Absent the presence of a military force committed to defending the regime, liberalization can proceed straight to the constitution of democratic institutions. Here, Przeworksi claims that there are three possible scenarios. In the first scenario, the relation of political forces is known and uneven. This leads to the creation of institutions which are necessarily tailor-made to fit the current political context. However, it is unlikely that these institutions will survive a shift in the balance of power. In the second scenario, the relation of forces is known and balanced. This situation is the most volatile in Przeworksi’s opinion, and could lead to a civil war. Therefore, the actors may be willing to enter into some kind of democratic framework simply to forestall the possibility of the situation devolving into a violent conflict that woudl be extremely costly for all involved.
In the third and final scenario, the relation of forces is unknown. Political actors can only craft institutions from behind a “veil of ignorance”, leading them to prefer institutions with strong checks and balances, which maximize the political influence of minorities since they can reasonably expect to be in the minority in the new political order. This kind of institutional framework will tend to counteract runaway increases in the political power of one group while at the same time providing insurance to losers of elections which lowers the stakes of each strategic competition.
To conclude, Przeworksi claims that transitions to consolidated democracies are the product of strategic interactions between regime and civil society because these interactions determine the kinds of institutions which will be adopted. If all parties are perfectly informed about the relative strength of political factions within the polity during the period of transition, then institutions will reflect those pre-existing imbalances.

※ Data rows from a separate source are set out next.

PR #11281, opened 2026-08-09
fix(backend): pin chat agent route + prod gateway off after chat outage

Git-on-my-level:
## Summary
Fix the 2026-08 agentic chat outage class and re-enable LLM gateway + Luna chat safely.

1. **`OMI_LLM_CHAT_AGENT_ROUTE`** (`direct` | `gateway`, aliases `luna`/`off`): independent kill switch for managed agentic/desktop chat.
2. Prod defaults: **`FEATURE_MODE=gateway`** + **`CHAT_AGENT_ROUTE=gateway`** (Luna chat on via `omi:auto:chat-agent` OpenAI surface / gpt-5.6-luna).
3. Wire agentic + desktop + Anthropic client selection so chat can stay `direct` while other gateway features stay on.
4. Runbook: emergency kill switch = set `OMI_LLM_CHAT_AGENT_ROUTE=direct` only.

## Failure-Class
Failure-Class: none

## Test plan
- [x] unit: gateway client config + deploy contract + runtime_env render (61 passed)
- [x] surface: `chat_agent`+openai → `openai.chat_completions`
- [ ] after merge: prod cloud-run-only deploy
- [ ] smoke agentic chat; if bad, env-only `CHAT_AGENT_ROUTE=direct` (no full gateway off)

## Related
- Multica SCA-304 / SCA-305
- Live emergency rollback was FEATURE_MODE=off; this PR re-enables with chat kill switch

PR #11419, opened 2026-08-11
fix(chat): accept file attachments under gateway feature mode

mdmohsin7:
## Summary

Since prod flipped `OMI_LLM_GATEWAY_FEATURE_MODE=gateway` (#11281), attaching a file in chat has been broken for all users: every `POST /v2/files` 500'd because `FileChatTool.upload()` raised `GatewayDirectModelSurfaceBlocked` — file chat runs directly on OpenAI Files/Assistants/vision and has no gateway lane. #11191 gave the chat *stream* a typed user-safe failure but the upload endpoint kept throwing. The app compounded it: the thrown upload error skipped spinner/selection cleanup, leaving a forever-loading thumbnail whose remove button crashed with `RangeError`.

- **Backend:** file chat is now an *acknowledged* direct surface — the gate records `record_direct_exception_surface(surface='file_chat.openai_files_assistants_vision')` under gateway feature mode and never raises, so uploads and file-chat answers work in every environment without env overrides. The typed `GatewayDirectModelSurfaceBlocked` handling in `graph.py` stays for the generic gateway surfaces.
- **App:** `uploadFiles` routes a thrown `uploadFilesServer` error through the existing failure path (spinner reset, selection cleared, failure snackbar), and `clearSelectedFile` is bounds-safe so removing a failed attachment can no longer throw `RangeError`.

Failure-Class: none

The regression is an instance of a mode-flip gating an ungated surface; no existing registry class matches, and the reusable guard here is the new behavioral test pinning upload's non-blocking contract under gateway mode.

## Test plan

- [x] `pytest tests/unit/test_chat_file_gateway_surface.py tests/unit/test_chat_async_offload.py tests/unit/test_llm_gateway_client_config.py tests/unit/test_chat_file_skip_malformed.py` → 58 passed
  - New `test_chat_file_gateway_surface.py`: upload succeeds and records the acknowledged surface under `OMI_LLM_GATEWAY_FEATURE_MODE=gateway`; records nothing outside gateway mode.
- [x] `flutter test test/providers/message_provider_attachment_test.dart` → 2 passed (regression for the `RangeError` misalignment)
- [x] `dart analyze lib/providers/message_provider.dart` clean (one pre-existing unrelated `unnecessary_import` info)
- [x] `make preflight`

<a href="https://cubic.dev/pr/BasedHardware/omi/pull/11419?utm_source=github" target="_blank" rel="noopener noreferrer" data-no-image-dialog="true"><picture><source media="(prefers-color-scheme: dark)" srcset="https://www.cubic.dev/buttons/review-in-cubic-dark.svg"><source media="(prefers-color-scheme: light)" srcset="https://www.cubic.dev/buttons/review-in-cubic-light.svg">Review in cubic</picture></a>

However, when there is room for doubt, misdirection, and uncertainty about the balance of forces which will exist in the newly created democracy, then it will be in the mutual self-interest of all relevant political actors to support the establishment of institutions which have the possibility of persisting beyond the current context.
These institutions will offer the relevant political forces the prospect of eventually being able to advance their interests in the long run, which gets them to comply with unfavorable outcomes in the short term rather than attempt to subvert the newly democratic order and return to repressive authoritarianism.